6. Not educating yourself about laws and regulations related to hiring and managing employees
Businesses that plan to have employees need to be aware of the federal laws that protect workers’ rights, such as the Fair Labor Standards Act, federal discrimination laws, and OSHA. States also have their own laws and requirements for employers—for example, state discrimination rules, workers’ compensation insurance, unemployment taxes, disability insurance. Also, counties and cities might have rules applicable to employers in their jurisdictions. Before hiring employees, investigate the requirements and consider getting insights from professionals, such as a human resources professional, accountant, and business attorney.

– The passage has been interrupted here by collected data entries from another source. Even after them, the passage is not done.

PR #454, opened 2024-08-22
[WIP]Add New Monitors to track Requests Success Rate

shafiq-muhammad:
Added following monitors to test requests success rate
- ZyteAPIErrorRatioMonitor
- SPMErrorRatioMonitor

### DIFF
--- a/spidermon/contrib/scrapy/monitors/monitors.py
+++ b/spidermon/contrib/scrapy/monitors/monitors.py
@@ -332,9 +332,7 @@ class SPMErrorRatioMonitor(BaseScrapyMonitor):
 
     stat_name = "zyte_smartproxy/response/error"
 
-    @monitors.name(
-        "The error ratio should be less than threshold"
-    )
+    @monitors.name("The error ratio should be less than threshold")
     def test_maximum_error_ratio(self):
         if self.stat_name not in self.stats:
             message = f"Unable to find '{self.stat_name}' in job stats."
@@ -346,9 +344,11 @@ class SPMErrorRatioMonitor(BaseScrapyMonitor):
 
         errors = self.stats[self.stat_name]
         requests = self.stats["zyte_smartproxy/request"]
-        ratio = errors/requests
+        ratio = errors / requests
 
-        msg = "Too many failed SPM responses ({}) reached the maximum retry amount".format(errors)
+        msg = "Too many failed SPM responses ({}) reached the maximum retry amount".format(
+            errors
+        )
         self.assertLessEqual(ratio, threshold, msg=msg)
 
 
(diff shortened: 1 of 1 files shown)


spidermon/contrib/scrapy/monitors/monitors.py
```diff
@@ -297,6 +299,59 @@ def test_minimum_successful_requests(self):
...
+
+    @monitors.name("The error ratio should be less than threshold")
+    def test_maximum_error_ratio(self):
+        if self.stat_name not in self.stats:
+            message = f"Unable to find '{self.stat_name}' in job stats."
+            self.skipTest(message)
+
+        threshold = self.crawler.settings.getint(SPIDERMON_MAX_SPM_ERROR_RATIO, -1)
+        if threshold < 0:
+            return
```
curita, line 343: **suggestion:** I think in this case we should notify that the monitor is not configured. Either via a regular log message, or by skipping the test with a message saying that `SPIDERMON_MAX_SPM_ERROR_RATIO` is not set.

Otherwise this monitor will be marked as "OK", when it didn't really run, which could make debugging harder.

spidermon/contrib/scrapy/monitors/monitors.py
```diff
@@ -297,6 +299,59 @@ def test_minimum_successful_requests(self):
...
+
+        errors = self.stats[self.stat_name]
+        requests = self.stats["zyte_smartproxy/request"]
+        ratio = errors / requests
```
curita, line 347: **todo:** We should handle the case where `requests` is zero, otherwise this will throw a ZeroDivisionError.

We could consider that case to have a `ratio` of zero, or we can skip it otherwise.

spidermon/contrib/scrapy/monitors/monitors.py
```diff
@@ -297,6 +299,59 @@ def test_minimum_successful_requests(self):
...
+
+        msg = "Too many failed SPM responses ({}) reached the maximum retry amount".format(
+            errors
+        )
+        self.assertLessEqual(ratio, threshold, msg=msg)
```
curita, line 352: **suggestion:** I think for both monitors we might want to have some condition for when to start checking, as spiders could have a high error rate at the start, but stabilize later.

For the alerts in the delivery-alerts channel, we only receive them after a certain amount of requests have been issued by the job (Reference: https://docs.google.com/document/d/1LBNgyXwx-w3eaHikCxYheKFcpMP0QfYMcnqGWT7BkPI/edit?tab=t.0#heading=h.rmcwqn39xzyn).

We could do something similar here and set a configurable minimum number of requests before these monitors start raising alerts.

spidermon/contrib/scrapy/monitors/monitors.py
```diff
@@ -297,6 +299,59 @@ def test_minimum_successful_requests(self):
         self.assertGreaterEqual(requests, threshold, msg=msg)
 
 
+@monitors.name("Zyte API Error Ratio monitor")
+class ZyteAPIErrorRatioMonitor(Monitor, BaseStatMonitor):
```
curita, line 303: **todo:** We'll have to add unitttests for the new monitor checks.

curita (changes requested):
Thanks Muhammad for these changes!

I pointed some few things to update, but these monitors are nearly done already :)

I'll be tagging @vineettomar06 for any further feedback about these monitors, and also so they can serve as a base for the new 429 error monitors.

curita:
Ah, didn't notice these were issued here instead of the common monitors repo.

We might want to submit them to the common monitors repo for the time being @shafiq-muhammad, while we finalize the repo with the Zyte product monitors.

7. Not researching what ongoing business compliance requirements apply to you
Not only does a business need to start off on the right legal foot, but it also needs to stay that way! Make sure you understand the ongoing compliance obligations (and their deadlines) that will apply to your business. The requirements will vary according to your business entity type, business location, type of business activities conducted, and more. Some examples of possible compliance tasks include:
- Filing annual reports with the state
- Filing taxes
- Renewing licenses and permits
- Updating the state about major changes to your LLC or corporation (such as new members, members leaving, change in board members, etc.)
Compliance is a big deal because if neglected (even unintentionally) it could result in fines, lawsuits, or even suspension or administrative dissolution of a business.
8. Assuming you can handle it all on your own
Understanding a business’s legal requirements can be confusing, so I encourage you to consult an attorney for guidance on what you need to pay attention to. That expertise can help you steer clear of unknowingly putting your company at business risk of liability issues.
9. Paying more than necessary when filing your paperwork
Filing your business formation documentation must be done accurately and on time. But many entrepreneurs make the mistake of paying lawyers to handle it, when they could save money and time by enlisting the help of an online business document filing service instead.
The best way to stay in step
Besides the points I’ve mentioned in this post, there are many other mistakes businesses make that put them in legal jeopardy. Be an aware and action-oriented entrepreneur so you don’t find yourself taking the same missteps. The best defense is a good offense—understand the requirements and comply with them from the start.